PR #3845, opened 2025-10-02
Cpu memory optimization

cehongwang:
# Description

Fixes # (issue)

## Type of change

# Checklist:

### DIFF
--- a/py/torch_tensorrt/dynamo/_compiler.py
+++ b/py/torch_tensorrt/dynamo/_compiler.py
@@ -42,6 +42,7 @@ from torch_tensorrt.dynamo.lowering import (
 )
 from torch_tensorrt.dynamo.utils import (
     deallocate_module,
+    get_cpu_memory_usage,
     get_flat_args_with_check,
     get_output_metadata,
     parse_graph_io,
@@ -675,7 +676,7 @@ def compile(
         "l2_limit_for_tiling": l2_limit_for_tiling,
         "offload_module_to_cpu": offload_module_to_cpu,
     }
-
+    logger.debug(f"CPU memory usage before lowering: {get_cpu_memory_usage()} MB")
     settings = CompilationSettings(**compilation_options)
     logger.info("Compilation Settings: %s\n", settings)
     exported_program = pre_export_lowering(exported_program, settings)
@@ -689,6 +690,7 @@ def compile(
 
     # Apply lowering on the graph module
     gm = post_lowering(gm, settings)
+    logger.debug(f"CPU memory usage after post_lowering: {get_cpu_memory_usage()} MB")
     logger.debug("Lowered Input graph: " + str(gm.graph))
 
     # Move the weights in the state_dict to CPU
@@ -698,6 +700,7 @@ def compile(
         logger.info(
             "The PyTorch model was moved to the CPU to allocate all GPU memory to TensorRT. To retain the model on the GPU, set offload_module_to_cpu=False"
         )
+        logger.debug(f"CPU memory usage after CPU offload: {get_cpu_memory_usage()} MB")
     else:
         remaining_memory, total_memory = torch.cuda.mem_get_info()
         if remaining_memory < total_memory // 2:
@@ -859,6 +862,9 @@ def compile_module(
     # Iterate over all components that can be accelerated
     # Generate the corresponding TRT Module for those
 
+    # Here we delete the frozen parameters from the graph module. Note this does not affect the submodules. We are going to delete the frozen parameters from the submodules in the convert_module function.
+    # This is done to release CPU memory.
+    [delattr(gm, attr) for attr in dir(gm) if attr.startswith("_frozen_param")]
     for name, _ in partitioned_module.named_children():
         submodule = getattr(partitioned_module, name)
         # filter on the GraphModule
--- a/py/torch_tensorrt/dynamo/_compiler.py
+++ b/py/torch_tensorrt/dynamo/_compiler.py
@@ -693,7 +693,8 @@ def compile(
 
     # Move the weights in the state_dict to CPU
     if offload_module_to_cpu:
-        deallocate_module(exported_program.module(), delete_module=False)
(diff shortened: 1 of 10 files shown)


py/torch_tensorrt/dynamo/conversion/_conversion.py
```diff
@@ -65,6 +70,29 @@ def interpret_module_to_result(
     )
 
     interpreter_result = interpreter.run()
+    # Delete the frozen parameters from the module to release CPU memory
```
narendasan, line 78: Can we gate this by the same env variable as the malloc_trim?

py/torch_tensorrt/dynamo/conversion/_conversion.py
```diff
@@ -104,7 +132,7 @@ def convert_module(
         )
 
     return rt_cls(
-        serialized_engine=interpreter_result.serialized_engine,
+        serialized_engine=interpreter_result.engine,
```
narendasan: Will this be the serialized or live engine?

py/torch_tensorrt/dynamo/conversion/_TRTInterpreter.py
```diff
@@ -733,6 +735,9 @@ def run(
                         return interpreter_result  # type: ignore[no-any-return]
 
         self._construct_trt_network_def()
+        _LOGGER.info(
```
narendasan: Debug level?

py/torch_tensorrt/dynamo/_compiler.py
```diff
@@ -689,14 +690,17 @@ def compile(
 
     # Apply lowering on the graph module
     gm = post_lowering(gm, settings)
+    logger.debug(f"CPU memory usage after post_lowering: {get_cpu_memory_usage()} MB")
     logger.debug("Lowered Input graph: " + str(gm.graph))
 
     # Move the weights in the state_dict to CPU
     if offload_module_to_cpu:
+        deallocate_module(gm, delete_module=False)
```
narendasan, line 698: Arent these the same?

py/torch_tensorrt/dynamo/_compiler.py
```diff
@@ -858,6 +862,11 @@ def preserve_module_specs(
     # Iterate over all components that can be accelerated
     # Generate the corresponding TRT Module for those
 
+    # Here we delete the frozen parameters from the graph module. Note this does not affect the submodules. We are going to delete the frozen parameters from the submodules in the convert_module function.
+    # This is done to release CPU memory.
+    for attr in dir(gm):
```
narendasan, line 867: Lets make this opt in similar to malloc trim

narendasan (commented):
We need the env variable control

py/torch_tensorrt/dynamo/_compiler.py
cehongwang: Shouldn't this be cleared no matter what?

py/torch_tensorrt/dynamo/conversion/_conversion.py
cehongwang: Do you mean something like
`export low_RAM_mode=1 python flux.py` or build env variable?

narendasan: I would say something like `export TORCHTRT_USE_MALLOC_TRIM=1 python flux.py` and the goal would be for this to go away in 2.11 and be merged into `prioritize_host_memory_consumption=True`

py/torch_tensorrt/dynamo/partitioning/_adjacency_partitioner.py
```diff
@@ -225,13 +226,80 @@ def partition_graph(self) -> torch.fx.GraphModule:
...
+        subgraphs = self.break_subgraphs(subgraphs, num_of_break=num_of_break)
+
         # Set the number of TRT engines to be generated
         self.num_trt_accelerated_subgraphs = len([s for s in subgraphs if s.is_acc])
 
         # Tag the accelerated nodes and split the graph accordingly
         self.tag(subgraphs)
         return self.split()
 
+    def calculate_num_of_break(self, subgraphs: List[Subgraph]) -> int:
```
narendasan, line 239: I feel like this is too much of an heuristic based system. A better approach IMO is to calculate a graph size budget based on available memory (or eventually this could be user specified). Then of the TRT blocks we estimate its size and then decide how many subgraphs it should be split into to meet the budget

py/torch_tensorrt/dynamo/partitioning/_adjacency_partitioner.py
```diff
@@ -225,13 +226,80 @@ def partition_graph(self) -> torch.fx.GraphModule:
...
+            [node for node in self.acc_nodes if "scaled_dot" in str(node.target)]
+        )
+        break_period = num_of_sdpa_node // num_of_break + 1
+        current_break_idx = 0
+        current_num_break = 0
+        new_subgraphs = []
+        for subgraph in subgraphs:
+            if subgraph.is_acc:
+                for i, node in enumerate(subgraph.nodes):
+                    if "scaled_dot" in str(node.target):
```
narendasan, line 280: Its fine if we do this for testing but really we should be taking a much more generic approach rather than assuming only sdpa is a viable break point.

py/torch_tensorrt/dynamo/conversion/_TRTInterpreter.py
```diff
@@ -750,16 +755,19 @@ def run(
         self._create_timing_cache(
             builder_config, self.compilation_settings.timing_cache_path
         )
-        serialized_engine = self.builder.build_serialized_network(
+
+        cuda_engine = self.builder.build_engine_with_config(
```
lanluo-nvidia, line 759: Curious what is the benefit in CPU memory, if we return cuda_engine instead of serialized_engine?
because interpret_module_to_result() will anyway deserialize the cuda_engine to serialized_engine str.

##########

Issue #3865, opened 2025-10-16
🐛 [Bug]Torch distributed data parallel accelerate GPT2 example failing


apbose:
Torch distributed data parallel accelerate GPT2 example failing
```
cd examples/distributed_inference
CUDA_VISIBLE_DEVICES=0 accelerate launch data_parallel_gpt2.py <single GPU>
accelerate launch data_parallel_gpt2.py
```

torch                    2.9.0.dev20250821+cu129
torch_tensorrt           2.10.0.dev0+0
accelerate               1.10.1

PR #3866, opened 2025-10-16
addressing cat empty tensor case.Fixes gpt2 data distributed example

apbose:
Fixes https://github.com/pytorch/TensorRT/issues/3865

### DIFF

##########

-- Description of the task --
For the listing above, print only the lines starting at the line containing "from torch_tensorrt.dynamo.utils import" and ending at the line containing "memory usage before", exactly, both included.

-- Exercise answer --
 from torch_tensorrt.dynamo.utils import (
     deallocate_module,
+    get_cpu_memory_usage,
     get_flat_args_with_check,
     get_output_metadata,
     parse_graph_io,
@@ -675,7 +676,7 @@ def compile(
         "l2_limit_for_tiling": l2_limit_for_tiling,
         "offload_module_to_cpu": offload_module_to_cpu,
     }
-
+    logger.debug(f"CPU memory usage before lowering: {get_cpu_memory_usage()} MB")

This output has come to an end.